TASK TO COMPLETE:
Beginning with the opening line, restate the following material exactly, up through the line that contains "Change-Type: minor".

####

Issue #385, opened 2018-04-14
Gauge: add the option to display the counts inside each pie piece


thgreasi:
HQ: https://github.com/resin-io/hq/issues/1271

dimitrisnl:
Forgot to close this one

PR #396, opened 2018-04-17
Show partial totals in Gauge component

dimitrisnl:
Connects-To: #385
Change-Type: minor

screen shot 2018-04-30 at 10 07 04 am

screen shot 2018-04-30 at 10 14 44 am

screen shot 2018-04-30 at 10 07 23 am

---- Autogenerated Waffleboard Connection: Connects to #385


dimitrisnl:
@LucianBuzzo , couple questions here.

1. Why do the tests fail? I get

```
-     className="sc-dnqmqq gDpXJY sc-gzVnrw iYSyBq"
+     className="sc-dnqmqq gDpXJY sc-gzVnrw jBacMi"
```

so the problem is with the added class.

2. How can I make it look 'nicer'?

3. I used `partialTotals` as a name for the prop. Is it in line with the naming conventions?

LucianBuzzo:
@dimitrisnl See this line from the test output
```
Snapshot Summary
 › 2 snapshot tests failed in 2 test suites. Inspect your code changes or run `npm run jest -- -u` to update them.
```

If you've made changes to a component you'll need to regenerate the snapshots for them, see https://facebook.github.io/jest/docs/en/snapshot-testing.html#updating-snapshots

I don't think `partialTotals` makes much sense, how about `showSegmentTotals`?

You could try using the `isLight` method from the `colors` package and then changing the number color accordingly https://www.npmjs.com/package/color#luminosity

dimitrisnl:
screen shot 2018-04-17 at 2 40 52 pm

dimitrisnl:
screen shot 2018-04-18 at 1 28 28 pm

It seems like there are some serious issues while using data with big disparity.

LucianBuzzo:
@dimitrisnl I think we might just need to implement the totals as tooltips?

dimitrisnl:
@LucianBuzzo This is what I'm working on atm

Other approaches
1. Hide the values with they are less than 10% of the total - Doesn't look really good.
2. Add the totals in the legend - Way too small, last place to look.
3. Use another pie solution for the library, with build in capabilities - Better avoid that

dimitrisnl:
Couldn't make tooltips happen, and ended up using a simple title tag
untitled

thgreasi:
Already better that what we already have.
Would it make sense to have these numbers on the legend instead?
It would probably make them appear one per line which would increase the height of the respective card in the Dashboard, so that's probably a bad idea for that use case...

dimitrisnl:
The negative with using titles is that it has a slight delay. WIth tooltips, you get immediate feedback. 

As for the legends, I thought about that too but it does not look great. The font size is pretty small, and it feels really cluttered

thgreasi:
Oh wait... If it's SVG then we can do CSS only tooltips using `:hover { content: attr(...); position absolutel....}`, can't we?

dimitrisnl:
@thgreasi Huh sounds interesting. Will give it a go!

dimitrisnl:
@thgreasi Not sure I can use pseudo elements with SVG paths

LucianBuzzo:
@dimitrisnl Can we not just use chart.js? That demo looks lovely

dimitrisnl:
screen shot 2018-04-26 at 2 34 39 pm

@LucianBuzzo Went ahead and tried it.  There were certain caveats but everything seems to be working alright.

dimitrisnl:
Actually there a number of issues to be addressed.

1. Fix the failing tests
2. Do the proper actions after props change

LucianBuzzo:
@dimitrisnl Looks awesome!

dimitrisnl:
@LucianBuzzo Have some serious issues with the jest snapshot generation.

I get a weird `TypeError: Cannot read property 'length' of null`. Not quite sure what should I be looking for.

package.json
```diff
@@ -76,13 +76,15 @@
...
     "ajv-keywords": "^3.1.0",
     "babel-core": "^6.26.0",
+    "chart.js": "^2.7.2",
     "color": "^2.0.0",
     "color-hash": "^1.0.3",
     "copy-to-clipboard": "^3.0.8",
     "grid-styled": "^3.2.1",
     "lodash": "^4.17.4",
     "moment": "^2.20.1",
     "paths-js": "^0.4.5",
```
LucianBuzzo: I think we can remove `paths-js` now

src/components/Gauge.js
```diff
@@ -76,119 +53,124 @@ const StatusGaugeWrapper = styled.div`
...
+class StatusGauge extends React.Component {
+  constructor (props) {
+    super(props)
+
+    const { data } = props
+
+    const values = data.map(x => x.value)
+    const labels = data.map(x => x.name)
+    const colors = data.map(x => x.color)
+    const count = values.reduce((carry, item) => carry + item, 0)
```
LucianBuzzo: This means that the component won't update if you change the props after it mounts

dimitrisnl:
Really weird `Navbar` & `Form` fail, yet I have made no changes in their respective files.

Updating the snapshots and including them.

src/components/Gauge.js
```diff
@@ -1,53 +1,30 @@
...
-      text-decoration: none !important;
-    }
-
-    .gauge__graph__total-label {
-      transform: translateX(0);
-    }
-  }
-
-  .gauge__graph {
+  .gauge__doughnut {
```
thgreasi: Could this still be `.gauge__graph` since we [are already using this in the UI to add some margins](https://github.com/resin-io/resin-ui/blob/26868a2ecb592025e4922c2aad8ef39d3841073b/src/scripts/modules/applications-list/applications-list.less#L27).
We should confirm whether this would affect the UI in a negative way.

src/components/Gauge.js
```diff
@@ -76,119 +53,141 @@ const StatusGaugeWrapper = styled.div`
...
 
-const GaugeTotalText = styled.text`
-  font-family: ${font};
-  font-size: ${props => px(props.count > 999 ? 20 : 26)};
-  fill: #5e5e5e;
-  letter-spacing: -1px;
-  text-anchor: middle;
-  transform: translateX(0);
-`
+let DoughnutChart = null
```
thgreasi: !!! The Gauge will be appearing several times in the page, so this should probably be a property of the StatusGauge class.

src/components/Gauge.js
```diff
@@ -76,119 +53,141 @@ const StatusGaugeWrapper = styled.div`
...
+
+    const data = this.formatGraphData(values, colors, labels, count)
+    const options = this.formatGraphOptions(count)
+    const pluginOptions = this.formatPluginOptions(
+      doughnutDefaults,
+      font,
+      count
+    )
+
+    // eslint-disable-next-line
```
thgreasi: In my tests this seems to not be needed.

src/components/Gauge.js
```diff
@@ -76,119 +53,141 @@ const StatusGaugeWrapper = styled.div`
...
+      tooltips: { enabled: count > 0 }
+    }
+  }
+
+  formatPluginOptions (defaultValues, font, count) {
+    return {
+      primaryLabel: {
+        ...defaultValues.primaryLabel,
+        font,
+        size: count > 99 ? (count > 999 ? 22 : 30) : 38,
```
thgreasi: How about preserving the inequality check order so that we can drop the parenthesis, like:
```
count > 999 ? 22 :
count > 99 ? 30 :
38
```

src/components/Gauge.js
```diff
@@ -76,119 +53,141 @@ const StatusGaugeWrapper = styled.div`
...
+    }
+  }
+
+  render () {
+    /**
+     * data: [{
+     *   key: string
+     *   value: number
+     *   color: string
+     *   name: string
```
thgreasi: It seems that you would love to use TS in here :)

src/components/Gauge.js
```diff
@@ -76,119 +53,141 @@ const StatusGaugeWrapper = styled.div`
...
+      datasets: [
+        {
+          backgroundColor: count > 0 ? colors : this.props.placeholderColor,
+          data: count > 0 ? values : [1]
+        }
+      ]
+    }
+  }
+
+  formatGraphOptions (count) {
```
thgreasi: How about `getGraphOptions` and `getLabelOptions`?
Although I would also be fine with combining those two into a single one.

src/components/Gauge.js
```diff
@@ -76,119 +53,141 @@ const StatusGaugeWrapper = styled.div`
...
+      elements: {
+        arc: {
+          borderWidth: 0
+        }
+      },
+      tooltips: { enabled: count > 0 }
+    }
+  }
+
+  formatPluginOptions (defaultValues, font, count) {
```
thgreasi: We could reference `defaultValues` and `font` from the imports directly instead of passing them as args, since they are not modified at all.

src/chartPlugins.js
```diff
@@ -0,0 +1,46 @@
+export const doughnutDefaults = {
+  primaryLabel: {
+    text: '',
+    font: 'Arial',
+    color: '#5e5e5e',
+    size: 38,
+    offsetFromCenter: 10
+  },
+  secondaryLabel: {
```
thgreasi: NIT: how about splitting to doughnutPrimaryLabelStyles and doughnutSecondaryLabelStyles?
Even though those two could just be two consts inside the gauge component itself to be near their sole consumer.
If you feel that the component got too large for a single file, then it might be time to have a folder for it.

src/components/Gauge.js
dimitrisnl: Tried so, had some major issues with Chart.js types.

src/components/Gauge.js
```diff
@@ -76,119 +53,146 @@ const StatusGaugeWrapper = styled.div`
...
+    this.generateDoughnut(this.props)
+  }
+
+  componentWillReceiveProps (nextProps) {
+    this.generateDoughnut(nextProps)
+  }
+
+  componentWillUnmount () {
+    if (this.DoughnutChart) {
+      this.DoughnutChart.destroy()
```
thgreasi: We should also assign it to `null` after calling `destroy()`, otherwise would be called for a second time in `generateDoughnut()` if the components mounts again.
We could actually have a `destroy()` method as part of the component, encapsulating the whole `if`.

src/components/Gauge.js
thgreasi: If-you-are-still-in-the-mood: You could use some `any` :)

src/components/Gauge.tsx
```diff
@@ -0,0 +1,209 @@
...
+
+	.gauge__legend-name {
+		font-size: 11px;
+	}
+`;
+
+class StatusGauge extends React.Component<GaugeProps, {}> {
+	private DoughnutChart: Chart;
+	private DoughnutCtx: CanvasRenderingContext2D | null;
+
```
thgreasi: Can we also have a constructor to do the `super(props)` call, like we do in all components?

src/components/Gauge.tsx
```diff
@@ -0,0 +1,209 @@
...
+	}
+
+	.gauge__legend-name {
+		font-size: 11px;
+	}
+`;
+
+class StatusGauge extends React.Component<GaugeProps, {}> {
+	private DoughnutChart: Chart;
+	private DoughnutCtx: CanvasRenderingContext2D | null;
```
thgreasi: I think that these should start with a lower case letter, especially the chart instance.

src/components/Gauge.tsx
```diff
@@ -0,0 +1,209 @@
...
+		this.generateDoughnut(this.props);
+	}
+
+	componentWillReceiveProps(nextProps: GaugeProps) {
+		this.generateDoughnut(nextProps);
+	}
+
+	componentWillUnmount() {
+		if (this.DoughnutChart) {
+			this.DoughnutChart.destroy();
```
thgreasi: We should probably also set `this.DoughnutChart` to `null` right after `destroy()`, otherwise `destroy()` will be called again if the components re-mounts.
We could actually encapsulate this as a `destroy()` method for this component.

src/components/Gauge.tsx
dimitrisnl: Oh, I included it but seems like I removed it afterwards. WIll do.

src/chartPlugins.js
dimitrisnl: @thgreasi I decalre them in the `chartPlugins` mostly for fallback reasons. Should I move them in the `Gauge` component?

dimitrisnl:
THANK YOU BOT

dimitrisnl:
Let's see if @LucianBuzzo has any objections, and I'll happily merge it

src/components/Gauge.tsx
```diff
@@ -0,0 +1,216 @@
...
+		}
+	}
+
+	render() {
+		return (
+			<StatusGaugeWrapper {...this.props}>
+				<div className="gauge__graph">
+					<canvas
+						ref={canv =>
+							(this.doughnutCtx = canv ? canv.getContext('2d') : null)
```
LucianBuzzo: This is really weird, you assign `canv` to `this.doughnutCtx` and then immediately overwrite it I think. Should the `=` here be `===` ?
Either way I'd prefer to see the private property just be the Canvas, and have the `getContext` call happen on demand in `generateDoughnut`.

src/components/Gauge.tsx
```diff
@@ -0,0 +1,216 @@
...
+		}
+		// Redraw the chart on props update
+		this.destroyChart();
+
+		const ctx = this.doughnutCtx;
+
+		const { title } = props;
+		const { values, colors, labels, count } = this.normalizeProps(props.data);
+
+		const data = this.getGraphData(values, colors, labels, count);
```
LucianBuzzo: Another weird bit of logic here, can you just remove `normalizeProps` and pass `props.data` directly to `getGraphData`. At the moment this is unnecessarily complicated.

src/components/Gauge.tsx
```diff
@@ -0,0 +1,216 @@
...
+			options,
+			plugins: [doughnutLabel],
+		});
+	}
+
+	normalizeProps(data: ChartEntry[]) {
+		const values = data.map(x => x.value);
+		const labels = data.map(x => x.name);
+		const colors = data.map(x => x.color);
+		const count = values.reduce(
```
LucianBuzzo: You're iterating over the data array four times here. I'd prefer to see whole result constructed from a single reduce function, something like this should work:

####

COMPLETED EXERCISE:
Issue #385, opened 2018-04-14
Gauge: add the option to display the counts inside each pie piece


thgreasi:
HQ: https://github.com/resin-io/hq/issues/1271

dimitrisnl:
Forgot to close this one

PR #396, opened 2018-04-17
Show partial totals in Gauge component

dimitrisnl:
Connects-To: #385
Change-Type: minor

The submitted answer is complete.